-- WORK INSTRUCTION --
Pull every line holding the word "this" from the data below and copy it.

-- TASK INPUTS --
PR #700, opened 2020-03-25
Extend the remote tag listing to include more tag details from the manifest

ccojocar:
In addition, the cran command was extended to print these details when the `-a` option
is provided.

The `cran list -a` command returns the following output:
```
./crane ls -a gcr.io/jenkinsxio/builder-jx
TAGS                            SHA                                                                             CREATE TIME                     UPLOAD TIME
2.0.1253-593,latest             sha256:521546feceeca228fea2e42c181361f6aa7d5e0e89f7eefe6f369cfb2ad7b73b         24 Mar 20 20:30 CET             24 Mar 20 20:31 CET
0.0.0-SNAPSHOT-PR-6961-2        sha256:786f17061022643ffb03c73905b483706202b22436f81d598d268b1840af8316         24 Mar 20 20:02 CET             24 Mar 20 20:03 CET
```

cc @madchap @mestrade

### DIFF
--- a/cmd/crane/cmd/list.go
+++ b/cmd/crane/cmd/list.go
@@ -17,6 +17,11 @@ package cmd
 import (
 	"fmt"
 	"log"
+	"os"
+	"sort"
+	"strings"
+	"text/tabwriter"
+	"time"
 
 	"github.com/google/go-containerregistry/pkg/crane"
 	"github.com/spf13/cobra"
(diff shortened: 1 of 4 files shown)


jonjohnsonjr:
Hi, thanks for the PR!

The extra details you're parsing here are actually a GCR-specific thing and not something other registries would support. For that reason, it's not something we'd likely add to `crane`, but that is exactly the purpose of [`gcrane`](https://github.com/google/go-containerregistry/tree/master/cmd/gcrane) 😄 (the google-specific stuff in this repo is under [pkg/v1/google](https://github.com/google/go-containerregistry/tree/master/cmd/gcrane)).

`gcrane ls` doesn't support this kind of human-readable formatting, but it does expose everything if you use the `--json` flag. For human readable formatting, I'd probably just use [gcloud](https://cloud.google.com/sdk/gcloud/reference/container/images/list-tags).

ccojocar:
I see. It seems to be implemented by `google.List` function. Actually, I need  to use only this package in another tool, but extended the `crane` to make this functionality useful 😄.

-- ANSWER SPACE --
The extra details you're parsing here are actually a GCR-specific thing and not something other registries would support. For that reason, it's not something we'd likely add to `crane`, but that is exactly the purpose of [`gcrane`](https://github.com/google/go-containerregistry/tree/master/cmd/gcrane) 😄 (the google-specific stuff in this repo is under [pkg/v1/google](https://github.com/google/go-containerregistry/tree/master/cmd/gcrane)).
`gcrane ls` doesn't support this kind of human-readable formatting, but it does expose everything if you use the `--json` flag. For human readable formatting, I'd probably just use [gcloud](https://cloud.google.com/sdk/gcloud/reference/container/images/list-tags).
I see. It seems to be implemented by `google.List` function. Actually, I need  to use only this package in another tool, but extended the `crane` to make this functionality useful 😄.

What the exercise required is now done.